People act like this was the only option. He could have coasted on Symbian and
MeeGo while developing Windows phones into something workable.

------
Fuxy
Nokia had an interesting vantage point.

Usually disruptors start with a very low end non significant part of the
market and chase competitor gradually out.

That's what they were left with after the unexpected smartphone boom.

So the chance for them to recover was there with a small shift in strategy but
after they gave that up and bet everything on Microsoft they got doomed.

------
dandrews
Ellison: "Every ecosystem needs a scavenger".

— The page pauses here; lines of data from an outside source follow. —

PR #1521, opened 2026-08-21
feat(app): improve workflows, document viewing, and error recovery

### LINKED ISSUE #1518: Afficher un message de succès lors de la validation de documents
Aucun message indiquant le succès de chaque validation ne s'affiche lorsque des documents sont validés ; les documents concernés disparaissent simplement de la liste, sans que la validation ne soit confirmée.

Image

Paul-AUB:
## 🤔 What

This PR makes the day-to-day Grottocenter experience clearer, safer, and easier
to recover from.

### Follow what is happening

Users can now open a dedicated, paginated **Recent changes** page instead of
only seeing a short homepage excerpt. It is easier to catch up on new activity
without losing the context of older changes.

Recent changes page

### Browse and contribute documents more comfortably

Document lists use the available space better, so images and files are easier
to scan. Image captions can be hidden when they get in the way, zoomed PDFs can
be panned horizontally, and more PDF image formats render correctly. Submitting
a document now ends with a clearer confirmation, while destructive and
secondary actions are visually more consistent.

Improved document browsing

### Give moderators immediate feedback

After validating or declining documents, moderators now see whether the action
succeeded or failed instead of having rows silently disappear. This makes a
lost permission, network error, or server error distinguishable from a completed
review. **Closes #1518.**

### Recover gracefully from unexpected errors

When a page fails unexpectedly, users get a clear recovery screen: retry the
page, return home, contact Wikicaves, or report the issue on GitHub. Technical
details can be copied in one click, making support requests more useful without
exposing error messages or stack traces.

Error recovery screen

### Make multi-step tasks and navigation easier

CSV imports, observation imports, and MFA enrollment now share a responsive
progress indicator, so people always know where they are in a multi-step flow.
The account and notification menus, side menu, search filters, entity-table
toolbar, notifications, and entrance forms also receive focused usability and
layout improvements.

Responsive wizard progress

## 🤷‍♂️ Why

The application already supported these workflows, but several of them made
people work harder than necessary: activity was difficult to browse, document
previews could be awkward, moderation feedback was ambiguous, and an unexpected
error gave no clear next step. This PR turns those dead ends and rough edges
into explicit, understandable actions.

## 🔍 How

- Add a paginated activity route and refresh the homepage activity list.
- Improve document layout, lightbox, PDF preview, submission confirmation, and
  action styling.
- Add explicit moderator notifications for document-validation outcomes.
- Replace the misspelled page-error boundary with an accessible fallback that
  resets on navigation.
- Reuse one responsive `WizardProgress` component across CSV import,
  observation import, and MFA enrollment.
- Add translations, unit coverage, Storybook coverage for the reusable wizard,
  and focused UI refinements across related screens.

## 🔗 Related API PR

None.

## 🧪 Testing

- [ ] Manual browser verification of the responsive document layout, PDF preview,
  lightbox, validation feedback, recent-changes pagination, and error recovery.

## 📸 Previews

Screenshots are included alongside the relevant user-facing improvements above.


ClemRz (changes requested):
A solid improvement batch — the error boundary, WizardProgress consolidation, moderator feedback, and activity feed are all well-motivated and the implementations are generally clean. A few things worth fixing before merge.

### Issues (Must Fix)

- **[`src/components/appli/PageErrorBoundary.jsx:27`, `PageErrorBoundary.test.jsx:5`]** `copyToClipboard` is imported from `../../helpers/clipboard` — a deprecated folder. `helpers/clipboard.js` is an existing file in that folder, but the project convention says *no new imports* from `helpers/`. This PR introduces the import in a brand-new file, which is exactly the pattern the convention is trying to stop. Move `clipboard.js` to `src/utils/clipboard.js` (it's a pure utility with no deprecated dependencies) and update the import path here, in `AnchorCopyButton.jsx`, and in the test. If moving it is out of scope for this PR, a dedicated `tech/clipboard-to-utils` follow-up works too — but the new file should not land with a fresh `helpers/` import in the meantime.

- **[`src/components/appli/DocumentValidation/Actions.jsx:58` — `success` effect]** The `success` useEffect depends on `selectedIds.length` but not on `selectedIds` itself. If `selectedIds` changes without its length changing (e.g. two different documents are individually replaced one for one), `formatMessage` will receive the right `count` but the `onProcessed` callback will fire with a stale closure over the old `selectedIds`. Safer to list `selectedIds` as a dependency rather than `selectedIds.length`, or to capture the count at the moment of mutation rather than reading it from state in the effect.

  ```diff
  -    selectedIds.length,
  +    selectedIds,
  ```

- **[`src/pages/homepage/RecentChanges.jsx:14–26`]** Raw pixel values are used for spacing inside `styled()` components — `padding: '32px 24px'`, `padding: '24px 16px'` (responsive variant), `gap: 8`, and `marginBottom: 20`. The architecture conventions require `theme.spacing()` (with integer or fractional factors) or MUI `sx` shorthand props for ordinary spacing. These should be expressed as `theme.spacing(4, 3)`, `theme.spacing(3, 2)`, `gap: theme.spacing(1)`, and `marginBottom: theme.spacing(2.5)`.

(Referring specifically to CA, and quoted by Marc Benioff here:
[http://www.blnz.com/news/2008/02/19/SaaS_Have_Breakout_Accep...](http://www.blnz.com/news/2008/02/19/SaaS_Have_Breakout_Accepted_7338.html)
)

------
cja
It was obvious that Nokia should have gone with Android because of its
popularity versus Windows Phone. Elop surely guided them towards Microsoft
even though it was the inferior option.

Imagine if Nokia had gone with Android two years ago. Nokia's build quality
and cameras plus pure Android versus Samsung's build quality and Touchwiz
would have made Nokia the obvious choice for many smartphone buyers.

I'd kill for a Nokia Android phone.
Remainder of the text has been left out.